## [YOUR TASK]
Gather the lines below that include the string "failover", copying each in full.

## [AVAILABLE RECORDS]

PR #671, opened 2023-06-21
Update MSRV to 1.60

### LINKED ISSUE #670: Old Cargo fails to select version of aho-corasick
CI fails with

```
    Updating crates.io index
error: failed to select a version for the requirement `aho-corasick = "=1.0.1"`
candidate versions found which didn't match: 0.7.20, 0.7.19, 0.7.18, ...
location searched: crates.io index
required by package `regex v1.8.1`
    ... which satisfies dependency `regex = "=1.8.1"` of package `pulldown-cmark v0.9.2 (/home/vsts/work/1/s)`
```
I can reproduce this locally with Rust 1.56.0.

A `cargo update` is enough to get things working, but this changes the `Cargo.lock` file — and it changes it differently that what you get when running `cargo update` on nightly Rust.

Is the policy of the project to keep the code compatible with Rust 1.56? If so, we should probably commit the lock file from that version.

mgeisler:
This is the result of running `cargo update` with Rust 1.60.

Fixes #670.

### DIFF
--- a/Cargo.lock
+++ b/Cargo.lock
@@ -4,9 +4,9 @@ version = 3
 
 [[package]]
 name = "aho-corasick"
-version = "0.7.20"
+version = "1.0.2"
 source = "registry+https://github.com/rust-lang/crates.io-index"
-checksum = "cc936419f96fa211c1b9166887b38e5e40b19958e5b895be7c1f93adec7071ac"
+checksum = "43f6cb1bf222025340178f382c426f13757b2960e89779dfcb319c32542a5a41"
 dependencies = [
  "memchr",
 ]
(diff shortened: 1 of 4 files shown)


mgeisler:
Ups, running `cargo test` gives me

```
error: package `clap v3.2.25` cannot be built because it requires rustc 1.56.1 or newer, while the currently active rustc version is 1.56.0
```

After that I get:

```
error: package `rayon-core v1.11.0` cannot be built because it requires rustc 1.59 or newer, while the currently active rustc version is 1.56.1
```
---
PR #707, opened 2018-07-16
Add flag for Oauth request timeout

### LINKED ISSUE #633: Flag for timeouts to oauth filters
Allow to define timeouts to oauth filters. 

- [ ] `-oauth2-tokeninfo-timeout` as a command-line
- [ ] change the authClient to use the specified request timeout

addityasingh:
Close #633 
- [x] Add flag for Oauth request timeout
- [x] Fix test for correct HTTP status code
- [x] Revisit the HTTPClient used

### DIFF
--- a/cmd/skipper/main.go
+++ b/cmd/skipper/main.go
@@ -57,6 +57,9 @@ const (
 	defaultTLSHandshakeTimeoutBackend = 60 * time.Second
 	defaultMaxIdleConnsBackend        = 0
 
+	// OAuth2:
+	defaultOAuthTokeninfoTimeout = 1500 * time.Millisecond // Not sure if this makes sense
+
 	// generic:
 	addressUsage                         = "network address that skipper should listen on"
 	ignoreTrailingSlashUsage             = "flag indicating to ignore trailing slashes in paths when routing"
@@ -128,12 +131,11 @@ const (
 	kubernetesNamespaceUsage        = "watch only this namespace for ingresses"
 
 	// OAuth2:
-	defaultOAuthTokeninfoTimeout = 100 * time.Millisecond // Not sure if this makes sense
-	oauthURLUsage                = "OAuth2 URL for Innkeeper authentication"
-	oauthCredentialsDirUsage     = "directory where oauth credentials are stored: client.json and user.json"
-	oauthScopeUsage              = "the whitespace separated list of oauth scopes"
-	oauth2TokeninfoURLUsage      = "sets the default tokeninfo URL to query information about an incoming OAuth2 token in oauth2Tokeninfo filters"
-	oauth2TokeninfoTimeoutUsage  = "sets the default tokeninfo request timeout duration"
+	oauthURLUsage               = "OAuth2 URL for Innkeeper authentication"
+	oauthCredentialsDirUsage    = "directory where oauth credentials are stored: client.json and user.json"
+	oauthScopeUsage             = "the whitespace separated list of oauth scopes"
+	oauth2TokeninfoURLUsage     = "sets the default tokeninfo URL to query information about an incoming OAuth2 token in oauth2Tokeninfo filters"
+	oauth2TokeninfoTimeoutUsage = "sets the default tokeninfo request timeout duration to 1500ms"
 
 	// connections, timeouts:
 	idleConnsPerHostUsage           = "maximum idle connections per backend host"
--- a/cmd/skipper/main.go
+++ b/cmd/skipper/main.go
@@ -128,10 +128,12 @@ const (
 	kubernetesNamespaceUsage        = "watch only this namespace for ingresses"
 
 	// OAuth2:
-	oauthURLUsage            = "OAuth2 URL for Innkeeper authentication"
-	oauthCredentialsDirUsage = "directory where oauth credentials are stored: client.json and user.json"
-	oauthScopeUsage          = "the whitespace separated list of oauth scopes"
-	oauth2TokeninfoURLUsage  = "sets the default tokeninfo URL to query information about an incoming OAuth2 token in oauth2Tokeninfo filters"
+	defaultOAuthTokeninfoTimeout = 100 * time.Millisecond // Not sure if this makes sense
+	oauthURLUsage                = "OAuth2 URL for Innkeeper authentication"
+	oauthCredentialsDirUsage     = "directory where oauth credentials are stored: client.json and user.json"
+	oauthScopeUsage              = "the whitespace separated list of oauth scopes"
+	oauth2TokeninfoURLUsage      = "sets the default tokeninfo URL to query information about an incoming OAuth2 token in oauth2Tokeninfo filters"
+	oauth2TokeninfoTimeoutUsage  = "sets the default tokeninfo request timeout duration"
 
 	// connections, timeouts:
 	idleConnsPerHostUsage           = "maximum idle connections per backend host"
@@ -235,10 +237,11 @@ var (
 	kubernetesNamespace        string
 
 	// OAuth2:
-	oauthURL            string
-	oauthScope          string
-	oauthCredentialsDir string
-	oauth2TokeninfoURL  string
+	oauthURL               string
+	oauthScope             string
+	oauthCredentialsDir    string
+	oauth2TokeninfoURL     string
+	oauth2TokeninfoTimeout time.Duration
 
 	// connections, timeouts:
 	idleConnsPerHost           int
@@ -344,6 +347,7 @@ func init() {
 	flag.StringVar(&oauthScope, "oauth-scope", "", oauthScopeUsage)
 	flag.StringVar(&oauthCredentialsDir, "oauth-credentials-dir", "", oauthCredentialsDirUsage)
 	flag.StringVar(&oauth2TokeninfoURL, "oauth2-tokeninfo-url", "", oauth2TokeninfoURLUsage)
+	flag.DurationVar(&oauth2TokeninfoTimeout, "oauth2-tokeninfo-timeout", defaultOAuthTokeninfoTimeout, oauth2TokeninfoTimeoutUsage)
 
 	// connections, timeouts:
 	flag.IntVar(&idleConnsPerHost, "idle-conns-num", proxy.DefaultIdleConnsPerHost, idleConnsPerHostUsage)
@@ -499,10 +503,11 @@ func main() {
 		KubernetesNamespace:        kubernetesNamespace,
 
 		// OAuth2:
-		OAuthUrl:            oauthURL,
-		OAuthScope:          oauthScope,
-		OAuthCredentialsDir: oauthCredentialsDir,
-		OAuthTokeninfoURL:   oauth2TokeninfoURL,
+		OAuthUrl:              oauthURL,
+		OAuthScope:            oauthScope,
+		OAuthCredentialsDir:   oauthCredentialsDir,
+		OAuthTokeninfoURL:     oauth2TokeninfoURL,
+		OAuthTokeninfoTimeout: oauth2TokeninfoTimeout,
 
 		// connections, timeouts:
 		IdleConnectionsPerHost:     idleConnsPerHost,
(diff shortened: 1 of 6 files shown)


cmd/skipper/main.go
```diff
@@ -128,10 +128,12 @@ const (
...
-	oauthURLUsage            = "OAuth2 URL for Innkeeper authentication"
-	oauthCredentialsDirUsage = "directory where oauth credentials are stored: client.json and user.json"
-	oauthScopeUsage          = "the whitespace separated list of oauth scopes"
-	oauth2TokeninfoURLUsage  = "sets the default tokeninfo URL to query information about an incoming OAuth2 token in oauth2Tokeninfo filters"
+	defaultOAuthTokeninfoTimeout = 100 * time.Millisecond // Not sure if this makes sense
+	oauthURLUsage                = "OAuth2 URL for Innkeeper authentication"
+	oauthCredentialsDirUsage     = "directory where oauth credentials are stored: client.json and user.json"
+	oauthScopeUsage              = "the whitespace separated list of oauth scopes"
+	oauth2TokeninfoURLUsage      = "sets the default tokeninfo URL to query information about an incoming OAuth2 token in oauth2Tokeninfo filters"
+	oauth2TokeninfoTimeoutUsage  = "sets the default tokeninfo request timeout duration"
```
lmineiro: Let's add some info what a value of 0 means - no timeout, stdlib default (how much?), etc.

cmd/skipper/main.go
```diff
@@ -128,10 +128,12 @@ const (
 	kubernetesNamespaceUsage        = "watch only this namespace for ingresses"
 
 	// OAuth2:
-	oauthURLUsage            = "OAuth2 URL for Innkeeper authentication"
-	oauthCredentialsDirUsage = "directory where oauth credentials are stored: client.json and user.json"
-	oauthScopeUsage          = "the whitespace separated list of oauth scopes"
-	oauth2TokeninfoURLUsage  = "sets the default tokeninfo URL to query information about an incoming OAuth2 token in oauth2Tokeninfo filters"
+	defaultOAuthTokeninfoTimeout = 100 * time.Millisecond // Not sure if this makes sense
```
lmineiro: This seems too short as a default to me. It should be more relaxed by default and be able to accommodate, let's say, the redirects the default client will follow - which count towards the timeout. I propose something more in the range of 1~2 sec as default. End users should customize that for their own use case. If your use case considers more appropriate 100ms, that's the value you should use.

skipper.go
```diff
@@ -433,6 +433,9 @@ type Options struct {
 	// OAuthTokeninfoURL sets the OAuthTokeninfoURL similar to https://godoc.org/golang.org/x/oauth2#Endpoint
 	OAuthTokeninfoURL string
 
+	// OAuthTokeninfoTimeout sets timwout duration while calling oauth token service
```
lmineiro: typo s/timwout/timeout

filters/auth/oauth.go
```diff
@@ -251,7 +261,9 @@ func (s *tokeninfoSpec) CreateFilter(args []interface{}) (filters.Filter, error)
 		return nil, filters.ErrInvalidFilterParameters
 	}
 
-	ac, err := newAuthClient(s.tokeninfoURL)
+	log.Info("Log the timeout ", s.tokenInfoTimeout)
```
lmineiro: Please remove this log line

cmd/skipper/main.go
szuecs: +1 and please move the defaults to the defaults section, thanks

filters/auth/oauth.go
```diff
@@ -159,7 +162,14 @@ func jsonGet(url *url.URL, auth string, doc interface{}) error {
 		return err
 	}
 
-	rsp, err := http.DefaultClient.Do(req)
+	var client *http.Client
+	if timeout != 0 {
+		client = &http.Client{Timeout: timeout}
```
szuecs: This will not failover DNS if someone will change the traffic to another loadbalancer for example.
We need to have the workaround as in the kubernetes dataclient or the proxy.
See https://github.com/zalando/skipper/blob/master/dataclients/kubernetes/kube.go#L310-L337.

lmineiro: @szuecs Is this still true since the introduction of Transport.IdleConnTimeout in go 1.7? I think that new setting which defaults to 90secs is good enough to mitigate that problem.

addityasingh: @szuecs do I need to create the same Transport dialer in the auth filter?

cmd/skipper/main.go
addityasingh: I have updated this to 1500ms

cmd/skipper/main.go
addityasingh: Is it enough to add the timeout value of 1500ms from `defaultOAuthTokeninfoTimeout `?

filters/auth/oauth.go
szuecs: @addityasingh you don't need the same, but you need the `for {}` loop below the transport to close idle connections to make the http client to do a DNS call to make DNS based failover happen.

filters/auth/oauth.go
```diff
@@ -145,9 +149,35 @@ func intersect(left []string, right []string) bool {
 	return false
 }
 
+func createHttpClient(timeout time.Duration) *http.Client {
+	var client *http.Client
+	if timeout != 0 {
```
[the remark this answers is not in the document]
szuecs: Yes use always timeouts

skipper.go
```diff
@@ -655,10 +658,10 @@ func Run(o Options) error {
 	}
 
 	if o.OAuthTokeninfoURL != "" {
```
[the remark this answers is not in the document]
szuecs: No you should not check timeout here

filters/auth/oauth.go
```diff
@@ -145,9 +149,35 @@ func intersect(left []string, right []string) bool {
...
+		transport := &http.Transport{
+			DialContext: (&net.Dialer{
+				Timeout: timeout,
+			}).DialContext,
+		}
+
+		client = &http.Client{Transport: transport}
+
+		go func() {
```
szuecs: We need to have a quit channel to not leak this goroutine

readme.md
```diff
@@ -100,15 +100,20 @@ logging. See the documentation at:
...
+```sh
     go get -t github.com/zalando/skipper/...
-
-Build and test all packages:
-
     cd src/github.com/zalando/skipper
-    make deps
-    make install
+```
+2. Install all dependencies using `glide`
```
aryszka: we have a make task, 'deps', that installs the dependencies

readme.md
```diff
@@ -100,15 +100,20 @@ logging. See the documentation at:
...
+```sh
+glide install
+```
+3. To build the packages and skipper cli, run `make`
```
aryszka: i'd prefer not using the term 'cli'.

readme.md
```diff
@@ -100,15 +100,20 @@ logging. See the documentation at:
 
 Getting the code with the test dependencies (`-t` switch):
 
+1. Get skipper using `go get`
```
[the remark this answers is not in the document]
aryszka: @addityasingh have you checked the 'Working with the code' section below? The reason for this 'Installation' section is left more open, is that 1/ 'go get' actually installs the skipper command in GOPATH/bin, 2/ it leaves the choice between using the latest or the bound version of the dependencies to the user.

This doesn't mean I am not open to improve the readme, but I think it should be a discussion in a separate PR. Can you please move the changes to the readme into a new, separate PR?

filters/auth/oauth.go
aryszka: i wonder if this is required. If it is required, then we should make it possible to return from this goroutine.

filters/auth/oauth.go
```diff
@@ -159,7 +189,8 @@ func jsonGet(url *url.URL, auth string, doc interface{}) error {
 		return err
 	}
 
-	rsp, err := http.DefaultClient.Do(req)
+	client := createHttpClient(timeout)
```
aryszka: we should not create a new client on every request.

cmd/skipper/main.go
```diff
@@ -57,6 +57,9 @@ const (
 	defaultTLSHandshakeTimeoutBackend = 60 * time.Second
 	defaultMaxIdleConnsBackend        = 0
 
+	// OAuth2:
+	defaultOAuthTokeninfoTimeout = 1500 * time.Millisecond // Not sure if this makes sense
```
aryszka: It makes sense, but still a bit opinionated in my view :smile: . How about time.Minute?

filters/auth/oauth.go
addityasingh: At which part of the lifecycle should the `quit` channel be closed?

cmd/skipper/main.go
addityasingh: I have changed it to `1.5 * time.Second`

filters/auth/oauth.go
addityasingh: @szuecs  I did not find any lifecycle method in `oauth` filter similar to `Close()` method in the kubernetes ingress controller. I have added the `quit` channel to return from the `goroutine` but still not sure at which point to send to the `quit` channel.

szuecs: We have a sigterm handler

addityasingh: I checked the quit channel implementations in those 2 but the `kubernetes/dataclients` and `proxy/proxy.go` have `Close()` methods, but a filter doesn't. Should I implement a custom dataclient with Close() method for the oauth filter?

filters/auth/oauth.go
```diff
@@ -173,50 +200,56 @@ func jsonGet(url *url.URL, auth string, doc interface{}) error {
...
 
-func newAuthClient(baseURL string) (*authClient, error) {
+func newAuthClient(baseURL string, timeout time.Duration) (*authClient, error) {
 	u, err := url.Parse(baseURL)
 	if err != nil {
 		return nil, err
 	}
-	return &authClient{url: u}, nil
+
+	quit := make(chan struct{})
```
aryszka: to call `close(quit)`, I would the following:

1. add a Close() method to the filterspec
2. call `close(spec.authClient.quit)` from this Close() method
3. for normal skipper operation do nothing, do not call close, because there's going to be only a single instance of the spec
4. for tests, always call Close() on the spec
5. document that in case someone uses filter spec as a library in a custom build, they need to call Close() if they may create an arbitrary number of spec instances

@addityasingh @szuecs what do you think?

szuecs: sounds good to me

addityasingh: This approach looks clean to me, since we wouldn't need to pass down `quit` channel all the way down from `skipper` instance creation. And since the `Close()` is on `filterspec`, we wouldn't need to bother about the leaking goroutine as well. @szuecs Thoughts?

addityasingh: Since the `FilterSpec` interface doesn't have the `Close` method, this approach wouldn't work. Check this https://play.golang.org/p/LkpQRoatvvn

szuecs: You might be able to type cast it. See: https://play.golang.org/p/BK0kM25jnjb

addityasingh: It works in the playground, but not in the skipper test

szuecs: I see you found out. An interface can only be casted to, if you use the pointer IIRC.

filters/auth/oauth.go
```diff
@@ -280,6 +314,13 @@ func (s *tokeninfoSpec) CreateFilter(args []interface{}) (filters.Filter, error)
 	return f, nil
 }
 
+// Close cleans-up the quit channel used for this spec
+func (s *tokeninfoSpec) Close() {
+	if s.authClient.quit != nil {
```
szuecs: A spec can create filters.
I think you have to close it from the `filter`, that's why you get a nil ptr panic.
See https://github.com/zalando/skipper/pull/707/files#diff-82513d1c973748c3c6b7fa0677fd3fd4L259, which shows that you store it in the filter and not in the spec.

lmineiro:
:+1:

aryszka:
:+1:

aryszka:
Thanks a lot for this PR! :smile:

## [EXERCISE OUTPUT]
szuecs: This will not failover DNS if someone will change the traffic to another loadbalancer for example.
szuecs: @addityasingh you don't need the same, but you need the `for {}` loop below the transport to close idle connections to make the http client to do a DNS call to make DNS based failover happen.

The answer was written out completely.